Well of course there are people from all types that are loyal and would be great at keeping secrets. This is all generalizations. Some ESTP's I know in my life are terrible at keeping secrets they just know way too many people and are always starting conversations, too many chances to for something to slip, but that definitely doesn't need to apply to all ESTP's.


----------



## monemi (Jun 24, 2013)

Sporadic Aura said:


> Well of course there are people from all types that are loyal and would be great at keeping secrets. This is all generalizations. Some ESTP's I know in my life are terrible at keeping secrets they just know way too many people and are always starting conversations, too many chances to for something to slip, but that definitely doesn't need to apply to all ESTP's.


So why rate ESTP's as poor secret keepers? Loyal people don't go blabbing the secrets of people they share mutual trust with. As a group, loyalty is listed as one of our traits. We have our fair share of bad traits. Must more be loaded on? This is something I could get right when I was 5. It's pretty basic.


----------



## Sporadic Aura (Sep 13, 2009)

monemi said:


> So why rate ESTP's as poor secret keepers? Loyal people don't go blabbing the secrets of people they share mutual trust with. As a group, loyalty is listed as one of our traits. We have our fair share of bad traits. Must more be loaded on? This is something I could get right when I was 5. It's pretty basic.

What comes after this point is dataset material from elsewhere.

PR #5410, opened 2019-12-28
[HDRP] Fix iridescence color space

tomix1024:
The iridescence implementation in the HDRP uses the Gaussian fits of the sensitivity curves in Fourier space from the original publication, which works in CIE XYZ color space.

Haha, I'm not trying to talk negatively about ESTP's, the ESTP's I know are awesome. I still wouldn't trust them with my secrets though, you are probably different from them in that way though.


----------



## Xenograft (Jul 1, 2013)

I'm pretty good at keeping secrets, I think.

Of course that is definitely a biased opinion.


----------



## basicallyrun (Jun 11, 2013)

Well, I'd like to think we INTJs are pretty good secret keepers, partially because spilling secrets would require us to like, talk to people and stuff.


----------



## HalfwayThere (Aug 30, 2012)

Haha I'm an INFJ, and i will guard a secret with my life unless Im given a better reason to tell. It goes into that giant file cabinet I have in my brain in case of emergencies, such as payback against a repetitive backstabber. So as long as they don't hurt me beyond repair, they've got nothing to worry about. 
Still, i wouldnt put infjs at the top of the trust list. lol

As for the worst secret holders, enfp. As much as i love them, i wouldnt burden them with a secret. Not with their tendency to get excited and speak before thinking. Ive heard them say things to me Im sure they werent supposed to be telling.


----------



## Cantarella (Sep 3, 2010)

Best: ISTJ
Worst: ESFP


----------



## PPM (Apr 7, 2013)

I really can't be bothered to find out secrets about other people's personal life because that would involve gossiping. But the ones I know, I have kept silent about...Well, I would probably talk about something I find morally reprehensible; If my best friend committed murder, for example, I would turn them in. I think INTPs are good secret keepers just because we don't engage in small talk so often.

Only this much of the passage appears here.